‘Cyborg’ technology could enable new diagnostics, human fusion and AI

Although true “cyborgs” – partly human, partly robotic beings – are science fiction, researchers are taking steps to integrate electronics with the body. Such devices could check for tumor development or stand in for damaged tissue. But electronics directly connecting to human tissue in the body is an enormous challenge. Now a team is reporting new coatings for components that would fit them more easily in this environment.

The researchers will present their results today at the American Chemical Society (ACS) Fall 2020 Virtual Meeting & Expo.

“We got the idea for this project because we were trying to interface rigid, inorganic microelectrodes with the brain, but brains are made of organic, salty, living materials,” said David Martin, Ph.D. study led. “It didn’t work well, so we thought there had to be a better way.”

Traditional microelectronic materials, such as silicon, gold, stainless steel and iridium, cause scarring on implants. For applications in muscle or brain tissue, electrical signals must flow for them to operate properly, but scars interrupt this activity.

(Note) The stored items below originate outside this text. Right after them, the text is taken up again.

PR #5021, opened 2026-06-05
fix(detectors): honor ignores for normalized Postgres URIs

### LINKED ISSUE #4962: `# trufflehog:ignore` not honored for Postgres URLs without an explicit port

oxura:
## Description

Fixes #4962.

Postgres URI detection normalizes candidates before emitting `Raw`, including adding the default `:5432` port when the original URI omitted it. The engine uses the emitted secret value to locate the source line for `trufflehog:ignore`, so an ignored line like:

```text
postgresql://user:password@host/db # trufflehog:ignore
```

could still report because the normalized value (`...@host:5432`) does not appear in the scanned chunk.

This change keeps the normalized `Raw`/`RawV2` behavior for the detector result, but also stores the exact matched URI as the primary secret value so the engine can resolve line numbers and same-line ignore tags against the original source text.

## Tests

- `go test ./pkg/detectors/postgres -count=1`
- `go test ./pkg/engine -run TestEngineignoreLine -count=1`
- `go test ./pkg/engine -count=1`
- `git diff --check`

---

> [!NOTE]
> **Low Risk**
> Localized Postgres detector and ignore-line behavior; normalized secret output is unchanged aside from metadata used for line matching.
> 
> **Overview**
> Fixes **`trufflehog:ignore`** on Postgres connection strings when the detector **normalizes** URIs (e.g. injects default **`:5432`**) so the emitted `Raw` no longer matches the text in the file.
> 
> The Postgres scanner now threads the **exact matched URI** through `findUriMatches` via a `uriMatch` struct and calls **`SetPrimarySecretValue`** with that string while keeping normalized `Raw`/`RawV2` unchanged. The engine already uses the primary secret (via `effectiveSecret`) for line lookup and same-line ignore tags, so ignores work when the source omits an explicit port.
> 
> Tests assert the primary secret stays the unnormalized URI and add an engine case for an ignored Postgres URL without a port; one existing ignore-line fixture gets a whitespace-only alignment fix.
> 
> <sup>Reviewed by [Cursor Bugbot](https://cursor.com/bugbot) for commit 0b97594fba2e08e5493b694b50caadd4a930e402. Bugbot is set up for automated code reviews on this repo. Configure [here](https://www.cursor.com/dashboard/bugbot).</sup>

### DIFF
--- a/pkg/detectors/postgres/postgres.go
+++ b/pkg/detectors/postgres/postgres.go
@@ -52,6 +52,11 @@ var (
 	connStrPartPattern                    = regexp.MustCompile(`([[:alpha:]]+)='(.+?)' ?`)
 )
 
+type uriMatch struct {
+	params map[string]string
+	uri    string
+}
+
 type Scanner struct {
 	detectors.DefaultMultiPartCredentialProvider
 	detectLoopback bool // Automated tests run against localhost, but we want to ignore those results in the wild
@@ -95,10 +100,11 @@ func (s Scanner) FromData(ctx context.Context, verify bool, data []byte) ([]dete
 	var results []detectors.Result
 	candidateParamSets := findUriMatches(data, s.ignorePatterns)
 
-	for _, params := range candidateParamSets {
+	for _, candidate := range candidateParamSets {
 		if common.IsDone(ctx) {
 			break
 		}
+		params := candidate.params
 		user, ok := params[pgUser]
 		if !ok {
 			continue
@@ -141,6 +147,7 @@ func (s Scanner) FromData(ctx context.Context, verify bool, data []byte) ([]dete
 			RawV2:        raw,
 			SecretParts:  map[string]string{"connection_string": string(raw)},
 		}
+		result.SetPrimarySecretValue(candidate.uri)
 
 		// We don't need to normalize the (deprecated) requiressl option into the (up-to-date) sslmode option - pq can
 		// do it for us - but we will do it anyway here so that when we later capture sslmode into ExtraData we will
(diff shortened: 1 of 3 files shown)


oxura:
Closing this as superseded by #4968, which was merged into `main` and addresses #4962 with the same primary-secret approach and regression coverage.

I rebased locally after seeing this PR become conflicting, and the conflict is because `main` now already keeps the original Postgres URI match as the primary secret while preserving the normalized `Raw`/`RawV2` value. Keeping this PR open would only leave a stale duplicate conflict.

Thanks for taking care of the fix.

The researchers reasoned that a coating could help.

“We started looking at organic electronic materials such as conjugated polymers that were used in non-biological devices,” says Martin, who is at the University of Delaware. “We found a chemically stable sample that was sold commercially as an antistatic coating for electronic displays.” After testing, the researchers found that the polymer had the properties needed for interface of hardware and human tissue.

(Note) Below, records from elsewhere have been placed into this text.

PR #5028, opened 2026-06-10
Fix: Resolve known dedup issues in notifierWorker

MuneebUllahKhan222:
## Problem

`notifierWorker` could report the same credential multiple times due to a broken deduplication condition.

### Old deduplication condition

The condition guarding the deduplication cache only suppressed duplicates when the decoder type differed between two results for the same key:

```go
if val, ok := e.dedupeCache.Get(key); ok && (val != result.DecoderType) {
    continue
}
```

When the decoder type was the same, the common case `val != result.DecoderType` evaluated to `false`, so every occurrence passed through even if the key was already present in the cache.

This commonly occurred for results produced from the peek-overlap between consecutive chunks, where the same credential at a chunk boundary appeared in both:

* Chunk N (as peek data)
* Chunk N+1 (as main content)

As a result, the same finding could be reported multiple times.

### Cache eviction

Even if the deduplication condition had been working correctly, the cache size of 512 entries was small enough that entries could be evicted during larger scans, allowing previously seen findings to be re-admitted and reported again.

## Fix

Simplify the deduplication logic to suppress any result whose key is already present in the cache:

```go
if _, ok := e.dedupeCache.Get(key); ok {
    continue
}
```

This is safe because the deduplication key already contains sufficient source-specific metadata, including:

* File path
* Line numbers
* Commit hash
* Other location-specific metadata

As a result, genuinely distinct occurrences of the same credential generate different keys and will not be incorrectly suppressed.

### Increase cache size

Increase the deduplication cache size from **512** to **5,000** entries to reduce eviction-driven re-admission during larger scans.

### Store MD5 hashes instead of full keys

The cache now stores MD5 hashes of deduplication keys rather than the full key strings.

Since an MD5 hash is 16 bytes, a cache containing 5,000 entries requires approximately:

```text
5,000 × 16 bytes = 80,000 bytes
```

or roughly **80 KB** of storage for the cached hashes themselves, making the larger cache size a reasonable memory trade-off.

### Remove unused cache value

Change the cache value type from:

```go
lru.Cache[string, detectorspb.DecoderType]
```

to:

```go
lru.Cache[string, struct{}]
```
### Checklist:

---

> [!NOTE]
> **Medium Risk**
> Touches the path that decides which findings are emitted to users; incorrect dedup could hide real hits, though keys still include location metadata and detector identity.
> 
> **Overview**
> **Fixes duplicate secret reporting** in `notifierWorker` by treating any cache hit as a duplicate instead of only when decoder types differed (which let same-decoder repeats through, including peek-overlap at chunk boundaries).
> 
> The dedupe key now includes **`DetectorName`** (for custom detectors sharing a type), is stored as an **MD5 hash** of the full key string, and the LRU grows from **512 to 5,000** entries with **`struct{}`** values instead of decoder types. A false-positive overlap test expecting two emissions after the behavior change was removed.
> 
> <sup>Reviewed by [Cursor Bugbot](https://cursor.com/bugbot) for commit f55d96f89f6c05a8345b6294fb51dbb751b9d6e7. Bugbot is set up for automated code reviews on this repo. Configure [here](https://www.cursor.com/dashboard/bugbot).</sup>

### DIFF
--- a/pkg/engine/engine.go
+++ b/pkg/engine/engine.go
@@ -215,7 +215,7 @@ type Engine struct {
 
 	// dedupeCache is used to deduplicate results by comparing the
 	// detector type, raw result, and source metadata
-	dedupeCache *lru.Cache[string, detectorspb.DecoderType]
+	dedupeCache *lru.Cache[string, struct{}]
 
 	// verify determines whether the scanner will attempt to verify candidate secrets.
 	verify bool
@@ -503,14 +503,12 @@ func filterDetectors(filterFunc func(detectors.Detector) bool, input []detectors
 // deduplication efforts, allowing the engine to quickly check if a chunk has
 // been processed before, thereby saving computational overhead.
 func (e *Engine) initialize(ctx context.Context) error {
-	// TODO (ahrav): Determine the optimal cache size.
-	// KNOWN ISSUE: 512 entries is far too small for large scans. Under concurrent notifier
-	// workers a single burst of unique findings easily evicts previously seen keys, allowing
-	// the same secret to be re-emitted on every subsequent pass. Raise to at least 10000
-	// (or make configurable via Config).
-	const cacheSize = 512 // number of entries in the LRU cache
+	// The cache size is set to 10000 entries, which is a balance between memory usage and the need for effective deduplication.
+	// On average a cache entry would be between 500-1000 bytes, so this would use around 5-10 MB of memory.
+	// This should be sufficient for most scans while keeping memory usage reasonable.
+	const cacheSize = 10000
 
-	cache, err := lru.New[string, detectorspb.DecoderType](cacheSize)
+	cache, err := lru.New[string, struct{}](cacheSize)
 	if err != nil {
 		return fmt.Errorf("failed to initialize LRU cache: %w", err)
 	}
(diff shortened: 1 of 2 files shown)


pkg/engine/engine.go
```diff
@@ -503,14 +503,12 @@ func filterDetectors(filterFunc func(detectors.Detector) bool, input []detectors
...
-	// TODO (ahrav): Determine the optimal cache size.
-	// KNOWN ISSUE: 512 entries is far too small for large scans. Under concurrent notifier
-	// workers a single burst of unique findings easily evicts previously seen keys, allowing
-	// the same secret to be re-emitted on every subsequent pass. Raise to at least 10000
-	// (or make configurable via Config).
-	const cacheSize = 512 // number of entries in the LRU cache
-
-	cache, err := lru.New[string, detectorspb.DecoderType](cacheSize)
+	// The cache size is set to 10000 entries, which is a balance between memory usage and the need for effective deduplication.
+	// On average a cache entry would be between 500-1000 bytes, so this would use around 5-10 MB of memory.
```
camgunz: One thing you could consider is hashing; MD5 is fast and we wouldn't be worried about collisions here. A 1K cache key is biiiiiiiig lol

camgunz (approved):
LGTM; but see what @trufflesecurity/scanning says

pkg/engine/engine_test.go
```diff
@@ -925,7 +925,7 @@ func TestEngine_FalsePositivesRetainedCorrectly(t *testing.T) {
 				passthroughDetector{detectorType: detector_typepb.DetectorType(-2), keywords: []string{"ample"}},
 			},
 			retainFalsePositives:      true,
-			wantUnverifiedSecretCount: 2,
+			wantUnverifiedSecretCount: 1,
```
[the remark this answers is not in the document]
MuneebUllahKhan222: Yeah, this test doesn't make much sense anymore. Both detectors now produce exactly the same key because they have the same `DetectorType (AliBaba)`. As a result, the test is no longer validating any meaningful behavior, so I'm going to remove it.

pkg/engine/engine.go
MuneebUllahKhan222: Thanks for the MD5 suggestion, I hadn't considered it, but it was a great idea, so I went ahead and implemented it.

Although a cache size of 10,000 wouldn't really be an issue anymore since we're now hashing the keys (10,000 entries would only require about 160 KB for the hashes themselves), I've reduced the cache size to a more conservative value of 5,000 entries for now.

If we find that we need a larger cache in the future, we can always increase it.

rosecodym (approved):
I think this is ok. I'm a little confused by why it was originally written the way it was, though - it's not that there's no obvious purpose, its that it was apparently known to be wrong at that time but written incorrectly anyway. Maybe we didn't have rich enough metadata then to make a proper dedup key?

“These conjugated polymers are electrically active, but they are also ionically active,” says Martin. “Counter ions give them the charge they need, so when they are in action, both electrons and ions move.” The polymer, known as poly (3,4-ethylenedioxytiophene) as PEDOT, dramatically improved the performance of medical implants by reducing their impedance by two to three orders of magnitude, thereby increasing signal quality and battery life in patients.

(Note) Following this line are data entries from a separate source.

PR #5031, opened 2026-06-11
fix(detectors): report Omnisend verifier errors

whitewooood:
### Description:

Related to #4051. This updates the Omnisend detector verifier to report indeterminate verification failures instead of silently ignoring them.

Before this change, Omnisend verification only marked 2xx responses as verified. Network/client errors and unexpected API statuses were dropped, which made verifier failures indistinguishable from determinately invalid credentials.

This PR keeps behavior narrow:
- 2xx responses verify the secret.
- 401 and 403 remain determinately unverified without a verification error.
- client/request failures and unexpected statuses now populate `VerificationError`.
- response bodies are drained and closed on verifier responses.

### Local validation:

- [x] `gofmt -w pkg/detectors/omnisend/omnisend.go pkg/detectors/omnisend/omnisend_test.go`
- [x] `git diff --check`
- [x] `go test -count=1 ./pkg/detectors/omnisend`
- [x] `go test -count=1 ./pkg/detectors`
- [x] `go vet ./pkg/detectors/omnisend`
- [x] `go run ./hack/checksecretparts -fail ./pkg/detectors`
- [x] `go test -timeout=5m -count=1 ./pkg/detectors/...`

### Checklist:

* [x] Tests passing (`go test` commands listed above)
* [x] Lint-adjacent checks passing (`go vet`, `git diff --check`, `checksecretparts` listed above)

---

> [!NOTE]
> **Low Risk**
> Scoped to Omnisend detector verification behavior and tests; no auth or core engine changes, with a slight tightening from any 2xx to 200-only for verified.
> 
> **Overview**
> Refactors the **Omnisend** detector verifier so indeterminate failures are visible instead of being dropped silently.
> 
> Verification moves into `verifyMatch` with an injectable `http.Client` on `Scanner` (defaulting to the shared sane client). **200 OK** marks the key verified; **401/403** stay unverified with no verification error; request failures and other HTTP statuses set **`VerificationError`**. Response bodies are drained and closed after the contacts API call.
> 
> Adds unit tests that mock the transport to assert the verification URL/header and cover success, auth failures, network errors, and unexpected status codes.
> 
> <sup>Reviewed by [Cursor Bugbot](https://cursor.com/bugbot) for commit 0cb2345fc1019a0af0cbc74f2d4dc5afdd0b2cdf. Bugbot is set up for automated code reviews on this repo. Configure [here](https://www.cursor.com/dashboard/bugbot).</sup>

### DIFF
--- a/pkg/detectors/omnisend/omnisend.go
+++ b/pkg/detectors/omnisend/omnisend.go
@@ -2,6 +2,8 @@ package omnisend
 
 import (
 	"context"
+	"fmt"
+	"io"
 	"net/http"
 	"strings"
 
@@ -12,13 +14,15 @@ import (
 	"github.com/trufflesecurity/trufflehog/v3/pkg/pb/detector_typepb"
 )
 
-type Scanner struct{}
+type Scanner struct {
+	client *http.Client
+}
 
 // Ensure the Scanner satisfies the interface at compile time.
 var _ detectors.Detector = (*Scanner)(nil)
 
 var (
-	client = common.SaneHttpClient()
+	defaultClient = common.SaneHttpClient()
 
 	// Make sure that your group is surrounded in boundary characters such as below to reduce false positives.
 	keyPat = regexp.MustCompile(detectors.PrefixRegex([]string{"omnisend"}) + `\b([a-z0-9A-Z-]{75})\b`)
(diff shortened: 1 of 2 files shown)


pkg/detectors/omnisend/omnisend.go
```diff
@@ -66,6 +66,35 @@ func (s Scanner) FromData(ctx context.Context, verify bool, data []byte) (result
...
+
+	switch res.StatusCode {
+	case http.StatusUnauthorized, http.StatusForbidden:
+		return false, nil
+	default:
+		if res.StatusCode >= 200 && res.StatusCode < 300 {
+			return true, nil
+		}
+		return false, fmt.Errorf("unexpected HTTP response status %d", res.StatusCode)
+	}
```
shahzadhaider1, line 94: It'd be better to test the actual api with real credentials and observe the API behavior and then adjust these cases accordingly, instead of setting generic ranges/codes.

whitewooood: I narrowed this to endpoint-specific status handling instead of accepting any 2xx response. The verifier now only treats `200 OK` as verified, keeps `401`/`403` as unverified, and reports other statuses as verification errors.

I do not have valid Omnisend credentials to confirm a successful account response. I did verify the live endpoint with an invalid key and without the header; both returned `403 {"error":"Forbidden"}`. The Omnisend v3 List contacts docs list `200`, `401`, `403`, `408`, `422`, and `429` for this endpoint, so I added a regression test to ensure `201 Created` is no longer treated as verified.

Martin has since determined how to specialize the polymer, by putting different functional groups on PEDOT. Adding a carboxylic acid, aldehyde or maleimide substituent to the ethylenedioxythiophene (EDOT) monomer gives researchers the versatility to make polymers with a variety of functions.

“The maleimide is particularly potent because we can click on chemical substitutions to make functionalized polymers and biopolymers,” says Martin. Unsubstituted monomer mixing with the maleimide-substituted version results in a material with many locations where the team can attach peptides, antibodies, or DNA. “Name your favorite biomolecule, and you can basically make a PEDOT movie that has whatever biofunctional group you might be interested in,” he says.

Most recently, Martin’s group made a PEDOT film with a vascular endothelial growth factor (VEGF) antibody added. VEGF stimulates growth of blood fats after an injury, and tumors cut off this protein to increase its blood supply. The polymer that the team developed could act as a sensor to detect overexpression of VEGF and thus early stages of disease, among other potential applications.

Other functionalized polymers have neurotransmitters on them, and these films can help understand or treat brain or nervous system disorders. To date, the team has created a polymer containing dopamine, which plays a role in addictive behavior, as well as dopamine-functionalized variants of the EDOT monomer. Martin says that these biologically-synthetic hybrid materials may one day be useful in combining artificial intelligence with the human brain.

Ultimately, Martin says, his dream is to be able to adapt how these materials deposit on a surface and then place them in tissue in a living organism. “The ability to do the polymerization in a controlled way in a living organism would be fascinating.”